Compound 2 was obtained as a white, amorphous powder. The molecular formula was determined to be C₄₈H₇₆O₁₉ from the pseudomolecular ion peak [M−H]⁻ at m/z 955.5059 (calculated for C₄₈H₇₅O₁₉, 955.4902) in the negative HR-QTOF/MS. The ¹H NMR and ¹³C NMR of compound 2 were similar to those of compound 1, except for signals indicating an additional monosaccharide moiety. The ¹H NMR signals of the monosaccharide included a hemiacetal (δ_H 5.83, br. s, H-1‴), four oxygenated methines (δ_H 3.93, dd, 8.4, 8.4, H-4‴; δ_H 4.53, dd, 8.4, 3.2, H-3‴; δ_H 4.66, overlap, H-2‴; δ_H 4.93, overlap, H-5‴), and one methyl (δ_H 1.71, d, 6.0, H-6‴). The chemical shifts in the ¹³C NMR signals due to a hemiacetal (δ_C 103.2, C-1‴), four oxygenated methines (δ_C 70.7, C-5″; δ_C 72.9, C-2‴; δ_C 73.1, C-3‴; δ_C 74.4, C-4‴), and one methyl (δ_C 18.9, C-6‴) and the coupling constant of the anomer proton signal (br. s) revealed that the monosaccharide was a α-rhamnopyranose.
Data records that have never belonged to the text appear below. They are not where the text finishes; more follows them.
PR #3940, opened 2026-08-27
shared: fix tautological range check in DEFINE_SHR_PARSE_CSV_FUNC

sahmed-ibm:
The CSV parser macro uses strtoumax() to parse each token into a uintmax_t v, then checks overflow with errno == ERANGE or v > ret_max before narrowing the value into the destination type.

For the ulonglong instantiation, ret_max is ULLONG_MAX and v is uintmax_t, which are the same underlying type with the same maximum value. The comparison v > ULLONG_MAX is always false regardless of v, making it dead code that provides no protection.

Replace the v > ret_max comparison with (ret_t)(v) != v, which detects truncation on narrowing assignment for all destination types and avoids the tautological comparison for ulonglong. With ret_max no longer used in the macro body, remove it from the macro parameter list and all call sites, and drop the now-unused <limits.h> include.

### DIFF
--- a/shared/parse-util.c
+++ b/shared/parse-util.c
@@ -8,7 +8,6 @@
 
 #include <errno.h>
 #include <inttypes.h>
-#include <limits.h>
 #include <stdio.h>
 #include <stdlib.h>
 #include <string.h>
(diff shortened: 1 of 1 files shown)


igaw:
Thanks!

PR #3941, opened 2026-08-28
nvme: make --quiet suppress informational output

martin-belanger:
--quiet had no effect. map_log_level() returned LIBNVME_LOG_ERR for it, the same level verbose == 0 already returns, and show_message() never consulted nvme_args.quiet.

nvmf-connect@.service passes --quiet on every udev-triggered connect-all. However, connect-all --quiet would log a "skip connect" message for every Discovery Log Page change AEN. That skip is the designed outcome, not an error, so it now uses nvme_show_message().

Errors still print under --quiet.


igaw:
Thanks!

PR #3942, opened 2026-08-28
libnvme: leave registry ownership alone on a reused connection

martin-belanger:
nvme connect wrote the ownership registry even when it did not create the controller. A bare connect against a controller nvme-stas or nvme-discoverd already holds deleted that controller's ownership entry, with no flag, no prompt and no output. The controller keeps running, but it now reads as unowned and loses the protection the registry gives it.

Passing --owner=NAME to claim a controller is a stated intent and keeps working. Without --owner no intent is stated, so an existing entry is left alone.

A controller the kernel just created still gets its entry cleared, since a recycled instance number can leave a stale one behind. An empty --owner= now disowns instead of recording an empty owner.


igaw:
Thanks!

In the gHMBC spectrum, three anomer proton signals (δ_H 6.38, H-1′; δ_H 5.70, H-1‴; δ_H 4.94, H-1″) showed cross peaks with the ester carbon signal (δ_C 177.0, C-28), the oxygenated methylene carbon signal (δ_C 70.0, C-6′), and the oxygenated methine carbon signal (δ_C 76.9, C-4′′), respectively, which revealed that the three sugars were α-rhamnopyranosyl-(1→4)-β-glucopyranosyl-(1→6)-β-glucopyranose. Consequently, the structure of compound 2 was determined as 22α-hydroxy-3,4-seco-lupa-4(23),20(30)-diene-3,28-dioic acid 28-[α-rhamnopyranosyl-(1→4)-β-glucopyranosyl-(1→6)-β-glucopyranose], which has not been previously reported. This compound was named acanthosessilioside H (Figure S2).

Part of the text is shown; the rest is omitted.